The expected answer is a copy of every line in the listing that has the word "least".

[INFORMATION SUPPLIED]

★ ★ ★

PR #2687, opened 2026-05-12
Track presented optional inputs across prompt and executor flows

### LINKED ISSUE #2574: Improve optional input handling in the flow execution
### Current Limitation

There are some issues with how we're handling optional inputs in flow execution.

1. Currently for PROMPT nodes, optional inputs are prompted only if at least a single required input is missing from the node input list. `appendMissingInputs()` only returns true if at least one required input is missing [1]. 
    - Prompt node has a logic to auto select the action if there's only one action for the node or inputs are satisfied for a action. If a PROMPT node contains only optional inputs and the action can be auto selected, flow execution will complete without prompting for optional inputs at least once (Also reported in https://github.com/asgardeo/thunder/issues/2194)
    - If all required inputs are satisfied for a PROMPT node with inputs collected over a different node, flow execution will complete without prompting for optional inputs at least once.

    (It appears this is somewhat correctly handled for the task execution nodes/ executors [2].)

2. If a optional input is prompted in a flow and user skips providing a value, if the same input is configured again somewhere later in the flow, we're prompting it again.

[1] https://github.com/asgardeo/thunder/blob/c6feb4a8c7c0dd9ce53938eba86f8fa2c5ed2f1d/backend/internal/flow/core/prompt_node.go#L282
[2] https://github.com/asgardeo/thunder/blob/c6feb4a8c7c0dd9ce53938eba86f8fa2c5ed2f1d/backend/internal/flow/core/executor.go#L214

### Suggested Improvement

Should improve how we're handling optional inputs during the flow execution.

1. Even if all required inputs are satisfied for a node, we should prompt user to enter the optional inputs once
2. If a optional input is prompted once and user skips providing a value, we shouldn't prompt it again later in the flow
    - However if the same input is configured as a required input somewhere later in the flow, we should prompt and treat it as a required input at that time

Dilusha-Madushan:
### Purpose
This PR fixes flow execution behavior for optional inputs that were already shown to the user but left empty.

Previously, the backend only checked whether a value existed. Because of that:
- optional prompt-node inputs could be skipped entirely
- optional inputs that were already shown once could be re-prompted again later
- provisioning had its own executor-local tracking for optional schema inputs instead of using a shared flow-level mechanism

This change introduces shared runtime tracking for optional inputs that were already presented to the user, so optional inputs are prompted once and do not block or reappear again after being skipped.

### Approach
The implementation moves optional-input presentation tracking to the flow engine and makes prompt/executor input checks read from that shared runtime state.

Key changes:
- Added a new generic runtime key, `RuntimeKeyPresentedOptionalInputs`, to store optional input identifiers that were already shown to the user.
- Added shared helper logic in `core/utils.go` to parse, check, and merge the presented-optional-input identifier set.
- Updated the flow engine to record optional inputs into runtime data when a user-visible `INCOMPLETE + VIEW` response is returned.
- Updated `prompt_node` input resolution so optional prompt inputs:
  - block once when first missing
  - stop blocking after they have already been presented
- Updated shared executor input handling with the same presented-optional-input check.
- Updated `ProvisioningExecutor` to stop writing its own provisioning-specific optional-input tracking and instead use the shared runtime-key-based logic only for re-prompt suppression.

This keeps actual input values and prompt-state metadata separate:
- real values still determine whether an attribute is satisfied
- the runtime key only determines whether an optional input has already been shown once

### Related Issues
- https://github.com/thunder-id/thunderid/issues/2574

### Related PRs
- https://github.com/thunder-id/thunderid/pull/2518

## Summary by CodeRabbit

* **New Features**
  * The system records which optional inputs have been presented to the user (including when left empty) to avoid re-prompting.

* **Behavior Changes**
  * Flow engine centrally tracks and updates presented optional inputs; provisioning no longer persists that tracking itself.
  * Missing-input prompting now skips optional inputs already recorded as presented; required inputs remain unaffected.

* **Tests**
  * Added and updated tests covering presented-optional tracking, prompt behavior, merge/update logic, and non-prompt responses.

[Review Change Stack](https://app.coderabbit.ai/change-stack/thunder-id/thunderid/pull/2687?utm_source=github_walkthrough&utm_medium=github&utm_campaign=change_stack)

### DIFF
--- a/backend/internal/flow/core/executor.go
+++ b/backend/internal/flow/core/executor.go
@@ -186,37 +186,15 @@ func (e *executor) GetExecutionPolicy(mode string) *ExecutionPolicy {
 	return nil
 }
 
-// appendMissingInputs appends the missing required inputs to the executor response.
-// Returns true if any required input is found missing, otherwise false.
+// appendMissingInputs appends the missing executor inputs to the response.
+// Returns true when execution should pause for user input.
 func (e *executor) appendMissingInputs(ctx *NodeContext, execResp *common.ExecutorResponse,
 	requiredInputs []common.Input) bool {
 	logger := log.GetLogger().With(log.String(log.LoggerKeyComponentName, "Executor"),
 		log.String(log.LoggerKeyExecutorName, e.GetName()),
 		log.String(log.LoggerKeyExecutionID, ctx.ExecutionID))
 
-	requireData := false
-	for _, input := range requiredInputs {
-		if _, ok := ctx.UserInputs[input.Identifier]; !ok {
-			if _, ok := ctx.RuntimeData[input.Identifier]; ok {
-				logger.Debug("Input available in runtime data, skipping",
-					log.String("identifier", input.Identifier), log.Bool("isRequired", input.Required))
-				continue
-			}
-
-			if value, ok := ctx.ForwardedData[input.Identifier]; ok {
-				if _, isString := value.(string); isString {
-					logger.Debug("Input available in forwarded data, skipping",
-						log.String("identifier", input.Identifier), log.Bool("isRequired", input.Required))
-					continue
-				}
-			}
-
-			requireData = true
-			execResp.Inputs = append(execResp.Inputs, input)
-			logger.Debug("Input not available in the context",
-				log.String("identifier", input.Identifier), log.Bool("isRequired", input.Required))
-		}
-	}
-
-	return requireData
+	missing := collectMissingInputs(ctx, GetPresentedOptionalInputs(ctx.RuntimeData), requiredInputs, logger)
+	execResp.Inputs = append(execResp.Inputs, missing...)
+	return len(missing) > 0
 }
--- a/backend/internal/flow/core/prompt_node.go
+++ b/backend/internal/flow/core/prompt_node.go
@@ -379,37 +379,15 @@ func (n *promptNode) hasRequiredInputs(ctx *NodeContext, nodeResp *common.NodeRe
 	return !n.appendMissingInputs(ctx, nodeResp, n.getAllInputs())
 }
 
-// appendMissingInputs appends the missing required inputs to the node response.
-// Returns true if any required data is found missing, otherwise false.
+// appendMissingInputs appends the missing prompt inputs to the node response.
+// Returns true when the prompt should pause for user input.
 func (n *promptNode) appendMissingInputs(ctx *NodeContext, nodeResp *common.NodeResponse,
 	requiredInputs []common.Input) bool {
 	logger := log.GetLogger().With(log.String(log.LoggerKeyExecutionID, ctx.ExecutionID))
 
-	requireInputs := false
-	for _, input := range requiredInputs {
-		if _, ok := ctx.UserInputs[input.Identifier]; !ok {
-			if _, ok := ctx.RuntimeData[input.Identifier]; ok {
-				logger.Debug("Input available in runtime data, skipping",
-					log.String("identifier", input.Identifier), log.Bool("isRequired", input.Required))
-				continue
-			}
-			if value, ok := ctx.ForwardedData[input.Identifier]; ok {
-				if _, isString := value.(string); isString {
-					logger.Debug("Input available in forwarded data, skipping",
-						log.String("identifier", input.Identifier), log.Bool("isRequired", input.Required))
-					continue
-				}
-			}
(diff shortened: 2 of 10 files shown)


backend/internal/flow/core/executor.go
```diff
@@ -186,8 +186,18 @@ func (e *executor) GetExecutionPolicy(mode string) *ExecutionPolicy {
 	return nil
 }
 
-// appendMissingInputs appends the missing required inputs to the executor response.
-// Returns true if any required input is found missing, otherwise false.
+// IsOptionalInputPrompted returns true when an optional input identifier has already been shown
+// to the user in a prior prompt step.
+func IsOptionalInputPrompted(ctx *NodeContext, identifier string) bool {
```
ThaminduDilshan: Shall we move this method to `flow/core/utils.go`? 
Also I think we can make the `HasPresentedOptionalInput()` function private with this

backend/internal/flow/core/prompt_node.go
```diff
@@ -412,6 +417,10 @@ func (n *promptNode) appendMissingInputs(ctx *NodeContext, nodeResp *common.Node
 	return requireInputs
 }
 
+func (n *promptNode) isOptionalInputPrompted(ctx *NodeContext, identifier string) bool {
```
ThaminduDilshan: This is not required right? We can directly call the `IsOptionalInputPrompted()` in `flow/core/utils.go`

backend/internal/flow/core/utils.go
```diff
@@ -78,3 +82,54 @@ func ResolvePlaceholder(ctx *NodeContext, value string) string {
...
+	if identifier == "" || len(runtimeData) == 0 {
+		return false
+	}
+
+	raw := runtimeData[common.RuntimeKeyPresentedOptionalInputs]
+	if raw == "" {
+		return false
+	}
+
+	_, ok := ParsePresentedOptionalInputIdentifiers(raw)[identifier]
```
ThaminduDilshan: Also rather than parsing presented optional inputs runtime data key for each individual input, shall we parse this once and pass it as a method parameter to the downstream functions?
Otherwise we'll be splitting and parsing the string data array for each input

backend/internal/flow/core/utils.go
```diff
@@ -78,3 +82,54 @@ func ResolvePlaceholder(ctx *NodeContext, value string) string {
...
+	for _, identifier := range identifiers {
+		if identifier != "" {
+			merged[identifier] = struct{}{}
+		}
+	}
+	if len(merged) == 0 {
+		return ""
+	}
+
+	sorted := make([]string, 0, len(merged))
```
ThaminduDilshan: Do we need to sort here? I feel like not needed. 
Is there a advantage we can gain by sorting?

backend/internal/flow/flowexec/engine.go
```diff
@@ -218,6 +219,35 @@ func (fe *flowEngine) Execute(ctx *EngineContext) (FlowStep, *serviceerror.Servi
 	return flowStep, nil
 }
 
+func (fe *flowEngine) trackPresentedOptionalInputs(ctx *EngineContext, nodeResp *common.NodeResponse) {
```
ThaminduDilshan, line 224: Shall we add a method comment?

backend/internal/flow/core/executor.go
Dilusha-Madushan: @coderabbitai check the updated code to confirm is this resolved now?

backend/internal/flow/core/prompt_node.go
Dilusha-Madushan: @coderabbitai check the updated code to confirm is this resolved now?

backend/internal/flow/core/utils.go
Dilusha-Madushan: @coderabbitai check the updated code to confirm is this resolved now?

backend/internal/flow/core/utils.go
Dilusha-Madushan: @coderabbitai check the updated code to confirm is this resolved now?

backend/internal/flow/flowexec/engine.go
Dilusha-Madushan: @coderabbitai check the updated code to confirm is this resolved now?

ThaminduDilshan (approved):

★ ★ ★

[TASK RESPONSE]
1. Currently for PROMPT nodes, optional inputs are prompted only if at least a single required input is missing from the node input list. `appendMissingInputs()` only returns true if at least one required input is missing [1]. 
    - Prompt node has a logic to auto select the action if there's only one action for the node or inputs are satisfied for a action. If a PROMPT node contains only optional inputs and the action can be auto selected, flow execution will complete without prompting for optional inputs at least once (Also reported in https://github.com/asgardeo/thunder/issues/2194)
    - If all required inputs are satisfied for a PROMPT node with inputs collected over a different node, flow execution will complete without prompting for optional inputs at least once.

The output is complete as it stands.